Committed to tomorrow's Thames

Apprenticeships play a huge part in sharping the future of the Thames. Capital Pleasure Boats are committed to continuing to support and nurture apprentices to ensure a safe and knowledgable tomorrow for our unique waterway.

It's probably fair to say that apprenticeships used to be seen as a cop out to a degree, however attitudes have changed massively in the last few years and apprenticeships are now seen as an excellent way to get on-the-job training and a guarantee of employment, that you love, at the end of it. At Capital Pleasure Boats we have employed 16 apprentices since our inception almost 13 years ago. In fact our longest serving crew member, Will McKee, started with us as an apprentice and has worked his way through the firm to Operations Manager (and I think it's fair to say we would be lost without him now!) Will knew he wanted to work on the river from a young age, he grew up around boats and says he could think of nothing better than working on boats for a living. “Following on from my aim to work afloat the next natural step was the seek an apprenticeship,” he says. “The majority of people who work on the river start this way.”

Currently CPBS have 7 apprentices, ranging in experience from George who has just started with us, to Joe who gained his BML (Boat Master’s Licence) this month and will therefore be a Freeman of the River Thames early next year. Both the directors of the firm gained their skills as apprentices and both are passionate about investing in tomorrow’s skippers. Scott Neicho, director, says, “The apprenticeship scheme on the Thames is tried and tested. When I followed my dad’s footsteps and became an apprentice Waterman and Lighterman I joined a close knit community of people all dedicated to maintaining the standards and traditions of working on the tidal Thames. I gained knowledge from my peers and I love being able to give this back through CPBS’s apprenticeship scheme today. There is nothing better than seeing a green as grass boy who doesn’t know one end of a hitcher from the other, transform into a man who can skipper passenger and work boats confidently and safely along our unique waterway.”

George Gilbert, 18, is our newest apprentice, having been with us since September 2015. He comes from a long line of Watermen and Lightermen, and all he has ever wanted to be is a skipper on the Thames like his dad and grandad before him.
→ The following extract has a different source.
PR #45, opened 2021-12-02
[Merged by Bors] - snapcraft: use package-repositories key

xnox:
Instead of manual ppa-setup, use the now supported for a while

He says he liked school but as he knew what he wanted to do he was just waiting to get out to start his apprenticeship. “I love the river,” he says, “I love the community and its unique environment. I chose an apprenticeship to get a better knowledge and experience of the Thames, there are other routes to becoming a skipper but none as good as an apprenticeship.” He is clearly incredibly passionate about the work, when asked what he liked about working at CPBS he gave me a long list, the dislike list was far shorter “Nothing!” And why CPBS? I chose CPBS because it’s a good, well-structured company with a large variety of boats and people so I can gain lots of experience. I also love the fact I can work on passenger boats, work boats and multicats, it will put me in such good standing when I qualify.”

Will echoes this sentiment, “After starting at another passenger boat company when I left school I quickly realised that there is a lot more to the Thames than just passenger boats. CPBS had several workboats in addition to the passenger boats, and after doing some part time work with them when a full time job became available I made the change to further my development.”

Apprentices on the Thames are put on the job from day 1, working alongside qualified Watermen and Lightermen and absorbing the rules, regulations and etiquette as they go. Alongside this there is some book learning for various exams and qualifications, and CPBS works closely with the apprentices regarding time off for courses and exams, as well as paying for all major qualifications. In return we ask for commitment, enthusiasm and hard work, a great team spirit and a can-do attitude.

Apprenticeships are most definitely a team sport, and one that CPBS is committed to continuing. From our point of view there are lots of benefits to employing apprentices, but the main one is that the young people who come to us are adamant they will achieve their goal of becoming a Freeman of the Thames, and all they need from us is a little help to get there. Compared to some professions that people fall into straight from school just to get ‘a job, any job’, this enthusiasm is invaluable. It ensures commitment to both the work and the profession. It means they don’t miss their courses and they have a vested interest in making sure they pass those exams because they want to move up through the firm and become a mate, and then a tug skipper, and then a passenger boat skipper.

Obviously as an employer of young people, we need to teach them not only the day to day workings of the boats, but also all aspects of the job, including safety, courtesy and reliability, all things that we are very strict on at CPBS. That doesn’t mean the work’s not fun though, “Although the job we do is serious and we have to be on the ball at all times, we always have fun doing it,” says Will. “Plus the way CPBS works means we all form close friendships.”

So would you recommend apprenticeships to others? “Yes of course,” says Will. “I believe I made the best choice by leaving school and starting my apprenticeship and have never looked back.” George is similarly enthusiastic, “The benefits of apprenticeships are that you get on the job training and you get an idea if you want to do this for the rest of your life,” he says. And do you? “Oh yes," he grins, "I LOVE this job!”